START Excerpted data

PR #87247, opened 2022-05-31
Fix ClusterHealthIT

idegtiarenko:
This change treats no desired nodes as `NO_ATTEMPT` and expects a followup reroute to allocate the shard.

### DIFF
--- a/server/src/internalClusterTest/java/org/elasticsearch/cluster/ClusterHealthIT.java
+++ b/server/src/internalClusterTest/java/org/elasticsearch/cluster/ClusterHealthIT.java
@@ -258,18 +258,14 @@ public class ClusterHealthIT extends ESIntegTestCase {
 
     public void testHealthOnIndexCreation() throws Exception {
         final AtomicBoolean finished = new AtomicBoolean(false);
-        Thread clusterHealthThread = new Thread() {
-            @Override
-            public void run() {
-                while (finished.get() == false) {
-                    ClusterHealthResponse health = client().admin().cluster().prepareHealth().get();
-                    assertThat(health.getStatus(), not(equalTo(ClusterHealthStatus.RED)));
-                }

END Excerpted data

- Exercise description
Only the lines from the one containing "clusterHealthThread = new" to the end of the data should be printed, exactly as they stand.

- Response below
-        Thread clusterHealthThread = new Thread() {
-            @Override
-            public void run() {
-                while (finished.get() == false) {
-                    ClusterHealthResponse health = client().admin().cluster().prepareHealth().get();
-                    assertThat(health.getStatus(), not(equalTo(ClusterHealthStatus.RED)));
-                }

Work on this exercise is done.